I have an anthology of German poetry here and the works from the fifteenth century are presented side-by-side with their modern translation. Works from the seventeenth century however are markedly old-fashioned but comprehensible to educated Germans. As I understand it, the dialect that Martin Luther happened to use when he translated the Bible is what became standard German, so back then all "Germans" were by no means mutually understandable to each other. People travelled less, had no common medium like television, and there was no German state in the first place. Nowadays there are also many German dialects, Swiss being the most egregious. There is also a Berlin dialect. I hesitate to call it an "accent" because they say "dat" instead of "das", for example, so it's more than just vowel inflection. In fact Germans are obsessed with their dialects and can have long conversations about their relative superiority.
posted by creasy boy at 3:23 AM on September 25, 2007


English is quite a dramatic example of change from a European linguistic perspective, while the opposite is true for mainly geographical reasons of Icelandic and Euskera/Basque. Most educated speakers of the romance languages could probably read their own language from say 13-14th Cs. Because of the common roots, most of them could probably read each other and understand a lot.
The closer they are the more that obtains.
For example, with Spanish I was able to read Catalan and Portuguese long before I learned them. The further back in time you go the closer these languages were to each other. I've read 14thC Spanish and needed to look up much fewer words than if I tried the same thing in English. (and if I'd bloody studied Latin first I wouldn't have had to look up any, grumble).
Also the pronounciation shifts in Spanish are well documented (e.g. fermosa/hermosa) and used in film and TV mini-series so I think I'd be able to "talk" to a 14th century Spanish Hidalgo (whether he'd understand me is the real question)
posted by Wilder at 3:24 AM on September 25, 2007


I've been told that modern Greeks are capable of reading Homer, but have to struggle a bit with it, about like we have to sometimes struggle with Shakespeare.

A friend of mine who studied ancient Greek at university found that he could get by with it in basic conversations, though he probably sounded to locals in Greece like someone who'd arrived from the past. As an educated guess, I suspect that the bits of language that deal with the familiar and tangible are often the 'stickiest'.
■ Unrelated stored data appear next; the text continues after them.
PR #26397, opened 2025-10-23
Nightly python packages for python 3.14

tianleiwu:
Update python packaging pipeline to support python 3.14. This is to add python 3.14 wheels to both CUDA 12 and CUDA 13 nightly packaging pipelines. The CUDA 13 pipelines were added in https://github.com/microsoft/onnxruntime/pull/26420.

For linux, two wheels are added for python 3.14 and 3.14t.
For Windows, a wheel is added for pyhthon 3.14.

Known issues:
1. onnx does not have prebuild package for python 3.14, which causes some pipelines failed. 
2.  onnxscript and onnx-ir depends on onnx.
3. The CI machine for Windows cuda python packaging has cuda driver 553.24, which does not support CUDA 13.0. TODO: Update cuda driver to 580 or later to test properly.

Walkarounds for issues 1 and 2:
* For python 3.14, we skip onnx, onnxscript and onnx-ir in requirements.txt. 
* Disable related tests.

When onnx package supports python 3.14 in the future, we can undo the walkarounds and re-enable those tests.

### DIFF
--- a/tools/ci_build/github/linux/docker/inference/aarch64/python/cpu/scripts/install_deps.sh
+++ b/tools/ci_build/github/linux/docker/inference/aarch64/python/cpu/scripts/install_deps.sh
@@ -12,13 +12,5 @@ export CMAKE_ARGS="-DONNX_GEN_PB_TYPE_STUBS=ON -DONNX_WERROR=OFF"
 
 for PYTHON_EXE in "${PYTHON_EXES[@]}"
 do
-
-  # For python 3.14, install onnxscript without dependencies (It depends on onnx, which does not suppport python 3.14 yet)
-  # This can be removed once onnx supports python 3.14: update requirements.txt to replace onnx_weekly with onnx.
-  if [[ "$PYTHON_EXE" == *cp314* ]]; then
-    ${PYTHON_EXE} -m pip install --upgrade pip setuptools wheel
-    ${PYTHON_EXE} -m pip install onnxscript ml_dtypes onnx_ir onnx_weekly typing_extensions packaging numpy --no-deps
-  fi
-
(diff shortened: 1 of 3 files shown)


tools/ci_build/github/azure-pipelines/templates/py-package-smoking-test.yml
```diff
@@ -32,6 +32,8 @@ jobs:
         PythonVersion: '3.12'
       Python313:
         PythonVersion: '3.13'
+      Python310:
```
tianleiwu: 314

snnn:
> The CI machine for Windows cuda python packaging has cuda driver 553.24, which does not support CUDA 13.0.

If you mean the A10 machines, they use a special driver from https://learn.microsoft.com/en-us/azure/virtual-machines/windows/n-series-driver-setup

Now the driver is preinstalled in the VM images. But, now our infra has the ability to help us auto install the driver when VM starts up. We can use that feature then we won't need to remember to update the drivers. So, I need to create a new VM image without driver and test it.

tianleiwu:
> > The CI machine for Windows cuda python packaging has cuda driver 553.24, which does not support CUDA 13.0.
> 
> If you mean the A10 machines, they use a special driver from https://learn.microsoft.com/en-us/azure/virtual-machines/windows/n-series-driver-setup
> 
> Now the driver is preinstalled in the VM images. But, now our infra has the ability to help us auto install the driver when VM starts up. We can use that feature then we won't need to remember to update the drivers. So, I need to create a new VM image without driver and test it.

Right. Updating driver is independent of python 3.14. I think we can update the driver in another PR.

Issue #26377, opened 2025-10-21
KleidiAI library usage needs to check for SME2, not SME


john-dance:
### Describe the issue

Commit cd450d1 introduced the usage of the KleidiAI library. However, the test to enable it in platform.cpp just checks for SME, rather than SME2.

```
    if(MLAS_CPUIDINFO::GetCPUIDInfo().HasArm_SME()){
        this->MlasGemmBatchOverride = ArmKleidiAI::MlasGemmBatch;
        this->MlasGemmPackBSizeOverride = ArmKleidiAI::MlasGemmPackBSize;
        this->MlasGemmPackBOverride = ArmKleidiAI::MlasGemmPackB;
        this->MlasConvPrepareOverride = ArmKleidiAI::MlasConvPrepare;
        this->MlasConvOverride = ArmKleidiAI::MlasConv;
    }
```

This allows the library to be used on systems that support SME but not SME2, leading to illegal instructions during a run.

The newest pytorch/cpuinfo implementation has support for cpuinfo_has_arm_sme2(). https://github.com/search?q=repo%3Apytorch%2Fcpuinfo%20cpuinfo_has_arm_sme2&type=code

This needs to be added to cpuid_info.cc and exposed with a new function. Meanwhile, the default build should include "--no_kleidiai".

### To reproduce

Run a simple convolution using the CPU execution provider on a device that supports SME1, but not SME2.

### Platform

Android

### OS Version

16

### ONNX Runtime Installation

Built from Source

### ONNX Runtime Version or Commit ID

1.23

### ONNX Runtime API

C++

### Architecture

ARM64

### Execution Provider

Default CPU

snnn:
Oh, then I think it probably is Android and Linux only. 
Since the detection logic isn't fully implemented for the other operating systems. See https://github.com/pytorch/cpuinfo/issues/317 and https://github.com/pytorch/cpuinfo/issues/279 . Thanks @edgchen1  for pointing it out.

patryk-kaiser-ARM:
Hi @john-dance can you apply the patch attached in this comment, it should fix the issue for you:
https://github.com/microsoft/onnxruntime/pull/26399#issuecomment-3442557132

laurenspriem:
Any update on this issue? It's causing crashes on new devices such as OnePlus15 #26678

chengxinping:
Any update on this issue?

john-dance:
[...]

Issue #26361, opened 2025-10-20
[Mobile] crashes using Xiaomi 17 Pro Max


3xiaoxiao3:
### Describe the issue

报错及闪退log如下
`2025-10-20 16:00:41.825 20353-20353 MIUIInput               com.delicloud.app.ai.demo            I  [MotionEvent] ViewRootImpl windowName 'com.delicloud.app.ai.demo/com.delicloud.app.ai.demo.MainActivity', { action=ACTION_DOWN, id[0]=0, pointerCount=1, eventTime=261484241, downTime=261484241, phoneEventTime=16:00:41.823 } moveCount:0
2025-10-20 16:00:41.826 20353-20353 VRI[MainActivity]       com.delicloud.app.ai.demo            D  getMiuiFreeformStackInfo mTmpFrames.miuiFreeFormStackInfo: null
2025-10-20 16:00:41.858 20353-21653 oud.app.ai.demo         com.delicloud.app.ai.demo            I  This is non sticky GC, maxfree is 33554432 minfree is 8388608
2025-10-20 16:00:41.861 20353-21655 System                  com.delicloud.app.ai.demo            W  A resource failed to call AbstractCursor.close. 
2025-10-20 16:00:41.861 20353-21655 System                  com.delicloud.app.ai.demo            W  A resource failed to call CursorWrapperInner.close. 
2025-10-20 16:00:41.875 20353-20353 MIUIInput               com.delicloud.app.ai.demo            I  [MotionEvent] ViewRootImpl windowName 'com.delicloud.app.ai.demo/com.delicloud.app.ai.demo.MainActivity', { action=ACTION_UP, id[0]=0, pointerCount=1, eventTime=261484293, downTime=261484241, phoneEventTime=16:00:41.875 } moveCount:0
2025-10-20 16:00:41.883 20353-21721 SKIA                    com.delicloud.app.ai.demo            I  $$$$$$mi shader key lengh is 136.
2025-10-20 16:00:41.884 20353-21721 SKIA                    com.delicloud.app.ai.demo            I  CreateGraphicsPipeline pipeline cache hit. elpased time: 0.33 ms.
[...]

PR #26399, opened 2025-10-24
Fix: Disable KleidiAI on systems with SME1 but not SME2

snnn:
This PR fixes an issue where KleidiAI was incorrectly enabled on systems that support SME1 but not SME2, leading to crashes.

The issue was reported in #26377.

The fix involves changing the check in `onnxruntime/core/mlas/lib/platform.cpp` to use `HasArm_SME2()` instead of `HasArm_SME()`. This ensures that KleidiAI is only enabled on systems that have SME2 support.


patryk-kaiser-ARM:
[sme_check_fix.patch](https://github.com/user-attachments/files/23123824/sme_check_fix.patch)

We are aware that SME2 kernels can be executed on SME only hardware in qgemm.cpp and convolve.cpp, https://github.com/microsoft/onnxruntime/pull/26301/ fixes the issue for qgemm and another pr will be put in place soon to fix the checks in convolve.
For now it would be suggested to apply the attached patch to fix this issue and leave the check in platform.cpp for SME only as sgemm supports both (SME2 feature present implies SME).
Future PRs from us will have made these checks more robust also as we are moving to use an interface for all the kernels starting with sgemm (https://github.com/microsoft/onnxruntime/pull/26302)

Craigacp:
I think this might fix the crash reported in #26361 as well.

snnn:
@patryk-kaiser-ARM , then I will close this pull request and wait your PRs.

snnn:
I extracted the other part to a new PR: #26405

PR #129, opened 2022-09-28
Add verifyNftOwnership()

thebrianchen:
The `checkNftOwnership()` method is non-intuitive since it returns `true` if the provided owner owns any of the provided NFT addresses. This PR adds support for `verifyNftOwnership()`, which returns a single boolean value if only a single contract address is provided, or a mapping of contractAddress to the ownership result boolean if multiple contract addresses are provided. 

`checkNftOwnership()` is now marked as deprecated.


deric-alchemy (approved):
Looks good!

deric-alchemy:
Did we ever support checkNftOwnership in SDK? Are we backwards compatible here?

thebrianchen:
> Did we ever support checkNftOwnership in SDK? Are we backwards compatible here?

Yeah, `checkNftOwnership()` was just a wrapped call around `getNFTs`. The old method still works, and will just be removed with the next breaking change window.

dphilipson (approved):

PR #147, opened 2022-10-14
Add Notify Namespace

thebrianchen:
This PR adds support for CRUD operations on Notify API webhooks in a new `NotifyNamespace`. It combines several separate endpoints into method overloads to simplify the API surface and adds typings to make the request parameters and response types clearer.

This is a first draft, so please leave your thoughts on the API surface and any variable names that should be renamed. Keep in mind that all types are exported at the top-level, so we'll want to avoid naming collisions or confusion.

Still todo:
- Add unit tests.
- Move integration test keys into env vars.


src/api/notify-namespace.ts
```diff
@@ -0,0 +1,538 @@
...
+    options?: GetAddressesOptions
+  ): Promise<NftFiltersResponse>;
+  async getNftFilters(
+    webhookOrId: NftActivityWebhook | string,
+    options?: GetAddressesOptions
+  ): Promise<NftFiltersResponse> {
+    this.verifyConfig();
+    const webhookId =
+      typeof webhookOrId === 'string' ? webhookOrId : webhookOrId.id;
+    const response = await requestHttpWithBackoff<{}, RawNftFiltersResponse>(
```
dphilipson, line 150: These calls are frequent enough in this file that you might consider making a helper function that calls `requestHttpWithBackoff` but sets the options which are common in this class without having to pass them in repeatedly; that is `this.config`, `AlchemyApiType.WEBHOOK`, and the `X-Alchemy-Token` header. Not that important if something makes it annoying to do.

src/api/notify-namespace.ts
```diff
@@ -0,0 +1,538 @@
...
+    params: NftWebhookParams | AddressWebhookParams | TransactionWebhookParams
+  ): Promise<
+    | MinedTransactionWebhook
+    | DroppedTransactionWebhook
+    | NftActivityWebhook
+    | AddressActivityWebhook
+  > {
+    let appId;
+    if (
+      type == WebhookType.MINED_TRANSACTION ||
```
dphilipson, line 342: (Very nit) `===` instead of `==`.

src/api/notify-namespace.ts
```diff
@@ -0,0 +1,538 @@
...
+        throw new Error('Transaction Webhooks require an app id.');
+      }
+      appId = params.appId;
+    }
+
+    let network = NETWORK_TO_WEBHOOK_NETWORK.get(this.config.network);
+    let filters;
+    let addresses;
+    if (type === WebhookType.NFT_ACTIVITY) {
+      if (!('filters' in params) || params.filters.length === 0) {
```
dphilipson, line 355: If you want, you can write this condition as
```ts
if (!params.filters?.length)
```
but very reasonable if you think that's too tricky.

Similarly, the condition in the next branch could be written
```ts
if (!params?.addresses?.length)
```

dphilipson (approved):
Nice work, this looks really clean.

deric-alchemy:
Spent some time reviewing the API - looks good to me. Nice work simplifying the endpoints!

src/api/notify-namespace.ts
```diff
@@ -0,0 +1,538 @@
...
+      );
+    }
+  }
+}
+
+/**
+ * Mapping of webhook network representations to the SDK's network representation.
+ *
+ * @internal
+ */
```
deric-alchemy, line 464: Maybe make this clear this is just supported Webhook networks and doesn't include unsupported networks like Solana / Astar yet? 

Unless it's a 1:1 mapping to the SDK Network object, in which case it would probably make more sense to just skip the mapping and use the original object

deric-alchemy (approved):

src/api/notify-namespace.ts
thebrianchen: Great suggestion, much cleaner!

src/api/notify-namespace.ts
thebrianchen: I originally had it that way, but typescript can't recognize the overloads for some reason and will throw errors since it thinks that `params` can be any of the different param types. This then requires a cast every time we access params. Not sure if it's because I'm missing something.

src/api/notify-namespace.ts
thebrianchen: Good point, added a sentence at the top of `NotifyNamespace`. It's not a 1:1 mapping, but we need the mappings here internally to convert the SDK's `Network` num into the string format that the Notify API requires (and vice versa when creating the `Webhook` object).

src/api/notify-namespace.ts
dphilipson: Oh huh, you're right. I didn't realize that, good thinking!

dphilipson (approved):
Looks great!

src/internal/raw-interfaces.ts
```diff
@@ -208,3 +208,50 @@ export interface RawReingestContractResponse {
   reingestionState: string;
   progress: string | null;
 }
+
+export interface RawWebHook {
```
oceja, line 212: nit: is there a reason for the RawWebHook casing instead of RawWebhook?

src/api/notify-namespace.ts
```diff
@@ -0,0 +1,529 @@
...
+ * the documentation for which networks are supported.
+ *
+ * Do not call this constructor directly. Instead, instantiate an Alchemy object
+ * with `const alchemy = new Alchemy(config)` and then access the notify
+ * namespace via `alchemy.notify`.
+ */
+export class NotifyNamespace {
+  constructor(private readonly config: AlchemyConfig) {}
+
+  /** Get all webhooks from every app on your team. */
```
oceja, line 53: Nit: Since webhooks are not always tied with apps we might want to rename to `Get all webhooks on your team.`

src/types/types.ts
```diff
@@ -1099,3 +1105,223 @@ export enum TransactionJobStatus {
...
+ * A Dropped Transaction webhook is used to notify your app whenever a
+ * transaction sent through your API key gets dropped. This can be useful if you
+ * want to notify customers that their transactions were dropped.
+ */
+export interface DroppedTransactionWebhook extends Webhook {
+  type: WebhookType.DROPPED_TRANSACTION;
+}
+
+/**
+ * An Address Activity Webhook tracks ETH, ERC-20, and ERC721 transfers for the
```
oceja, line 1167: And ERC1155

src/types/types.ts
```diff
@@ -1099,3 +1105,223 @@ export enum TransactionJobStatus {
...
+ * provided addresses. This can be used to notify your app with real-time state
+ * changes when your tracked addresses send or receive tokens.
+ */
+export interface AddressActivityWebhook extends Webhook {
+  type: WebhookType.ADDRESS_ACTIVITY;
+}
+
+/**
+ * The NFT Activity Webhook tracks all ERC821 and ERC1155 activity. This can be
```
oceja, line 1176: *ERC721

oceja (approved):
🪝

thebrianchen (commented):
thanks for the detailed review and catching the typos omar!

Issue #140, opened 2022-10-06
FR: add support for newly released NFT APIs


thebrianchen:
Tracking issue for several new NFT endpoints that need to be added into the SDK:

- [X] [computeRarity](https://docs.alchemy.com/reference/computerarity): Done in #148 
- [X] [searchContractMetadata](https://docs.alchemy.com/reference/searchcontractmetadata) Done in #163
- [X] [summarizeNFTAttributes](https://docs.alchemy.com/reference/summarizenftattributes) Done in #155 
- [X] [getNftSales](https://docs.alchemy.com/reference/getnftsales): Done in #190 
- [X] [reportSpamContract](https://docs.alchemy.com/reference/reportspamcontract) (Not relevant to SDK)
- [X] [getNftMetadataBatch](https://docs.alchemy.com/reference/getnftmetadatabatch): Done in #189
- [X] [getContractsForOwner](https://docs.alchemy.com/reference/getcontractsforowner): Done in #201

xeno097:
Hi, I'd like to work on some of those missing NFT endpoints. I'd start with the `computeRarity` one and then maybe implement the others. Are there any guidelines I should follow to implement the feature?

thebrianchen:
@xeno097 Thanks for offering to help! I'll work on a more holistic contributing document in the coming weeks.

For the NFT APIs: 
- Add the top-level method into the `NftNamespace` and the underlying implementation in `src/internal/nft-api.ts`.
- Add unit tests in `test/unit/nft-api.test.ts`.
- Add a couple integration tests into `test/integration/nft.test.ts`.

Thanks! Just a heads up, we're working on changing the payloads in `getNftSales`, so some of the API surface area might change.

xeno097:
Nice! I'll try to get something done over the weekend and keep an eye on the repo for the changes.

xeno097:
@thebrianchen do you prefer that I keep working with smaller prs like the last one or a big one with everything? I'd prefer working with smaller ones because I think is tidier.

thebrianchen:
Prefer smaller PRs as well! Easier to manage and review for sure.

PR #148, opened 2022-10-16
Add Nft Api Compute Rarity

xeno097:
### Changelog

- Adds the `computeRarity` method in the `nft` namespace.
- Adds the `NftAttributeRarity` type to represent the result of the `computeRarity` endpoint.
- Fixes a typo in the `OwnedBaseNftsResponse` type doc.
- Adds unit and integration tests for the `computeRarity` method.

### Extra
I was considering wrapping the `computeRarity` endpoint result in an object with the following structure `{attributes: NftAttributeRarity[] }` and exposing that in the public API but then decided to keep the same format as the endpoint response. Also, I'll gladly accept suggestions for the `NftAttributeRarity` type name if you have a better name for this use case.
The other endpoints listed in #140 will be added in another pr.


src/types/types.ts
```diff
@@ -760,6 +760,22 @@ export interface GetFloorPriceResponse {
...
+ * Information about the rarity of an NFT's attribute in the specified collection.
+ *
+ * @public
+ */
+export interface NftAttributeRarity {
+  /** Name of the NFT's attribute. */
+  value: string;
+
+  /** The type of NFT attribute. */
+  trait_type: string;
```
thebrianchen, line 773: Please rename to `traitType` in order to be consistent with JS style.

src/types/types.ts
```diff
@@ -760,6 +760,22 @@ export interface GetFloorPriceResponse {
...
+
+  /** The NFT's attribute frequency in the current collection. */
```
thebrianchen, line 775: Please update comment to:
`A number from 0 to 1 representing the prevalence of this value for this trait type in the current collection.`

test/integration/nft.test.ts
```diff
@@ -240,6 +240,16 @@ describe('E2E integration tests', () => {
...
   });
 
+  it('computeRarity()', async () => {
+    const contractAddress = '0x0510745d2ca36729bed35c818527c4485912d99e';
+    const tokenId = '403';
+
+    const response = await alchemy.nft.computeRarity(contractAddress, tokenId);
+
+    expect(response).toBeDefined();
+    expect(response.length).toBeGreaterThan(0);
```
thebrianchen, line 250: Please update the test to check that each field in the response type is present in the first element of the array.

test/unit/nft-api.test.ts
```diff
@@ -1203,6 +1204,47 @@ describe('NFT module', () => {
...
+
+    it('calls with the correct parameters', async () => {
+      await alchemy.nft.computeRarity(contractAddress, tokenId);
+
+      expect(mock.history.get.length).toEqual(1);
+      expect(mock.history.get[0].params).toHaveProperty(
+        'contractAddress',
+        contractAddress
+      );
+      expect(mock.history.get[0].params).toHaveProperty('tokenId', tokenId);
```
thebrianchen, line 1235: Once you update `trait_type` to `traitType`, can you also add a test to check that the method converts the field properly?

thebrianchen (changes requested):
Thanks for taking this on -- we really appreciate it! Also thanks for catching some typos :)

Left a few nits and comments, but this is really good 🔥

src/types/types.ts
xeno097: On it 👌🏼

src/types/types.ts
xeno097: Okis, much better

test/unit/nft-api.test.ts
xeno097: Sure, no problem.

test/integration/nft.test.ts
xeno097: Thank you for the suggestion!

test/unit/nft-api.test.ts
```diff
@@ -1204,6 +1209,54 @@ describe('NFT module', () => {
     });
   });
 
+  describe('computeRarity()', () => {
+    const contractAddress = '0xbc4ca0eda7647a8ab7c2061c2e118a18a936f13d';
+    const tokenId = '7495';
```
thebrianchen, line 1214: one more request: can you use a numerical value for `tokenId` here to check that the logic to convert `Bignumberish` input to a string is properly executed? Thanks!

thebrianchen (approved):
Thanks for the clean PR and fast turnaround times! Left one last request, but will merge this in after that 🚀

test/unit/nft-api.test.ts
xeno097: Yup!

xeno097:
> Thanks for the clean PR and fast turnaround times! Left one last request, but will merge this in after that rocket

🔥

test/unit/nft-api.test.ts
xeno097: Ready 👌🏼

On the ancient/modern question, Classical Arabic is an interesting case in point, because it's preserved and taught as a 'read-only' language -- in essence, allowing people to read a single book.

the British settled the US and Australia, but we developed two very different accents. Why?

Partly because 'the British' is a nebulous linguistic term by itself. Linguistic research on this is fairly rough, because you're dealing with sprawling, imprecise data points, but the broad regional distinctions in American English accents reflect, to a greater or lesser extent, the regional distinctions in the accents of those who settled in those regions.

Settlement in Australia began much later, meaning that the linguistic starting point is different; the demographics of settlement were quite different, as was the nature of that settlement and internal migration.
posted by holgate at 4:31 AM on September 25, 2007


You also need to remember that the make-up of the non-british immigration to Australia was different than that of the US.

As far as other languages go, Polish has 'staropolski' (literally 'old polish') and I have a really hard time reading it, even though I am a native speaker of modern Polish.
posted by jedrek at 4:40 AM on September 25, 2007


A great book to check out would be The Cambridge Encyclopedia of the English Language by David Crystal.
posted by fallenposters at 5:28 AM on September 25, 2007


Speaking purely about the show, I would rather that they fudge this bit of linguistics, than yet another whole episode of "ha ha hiro can't understand what anybody is saying!" [in 2 different languages]. They've done that already. Move the plot along, please :)

Granted, I thought something similar at first, and I thought it would be a plot point that the English/Japanese spoken by Kensei was understandable by Hiro, and that Kensei would also be from the future or something. SARK!!!!
posted by jozxyqk at 5:31 AM on September 25, 2007


Can I suggest The Mother Tongue by Bill Bryson?
posted by chuckdarwin at 5:50 AM on September 25, 2007


English compared to Old English (Anglo-Saxon) is a bit extra-different compared to the French influence. But Chaucer is readable, and that's medieval.
posted by dagnyscott at 6:50 AM on September 25, 2007


Best answer: People do like to talk about languages that have remained "unchanged" for some ridiculous amount of time. (So far in this discussion: Greek, Chinese, Arabic, Icelandic.) What they generally mean is that the spelling of the language has remained unchanged. That does mean that modern folk can read ancient texts with a little practice, but it doesn't mean they could have understood an ancient speaker of the language.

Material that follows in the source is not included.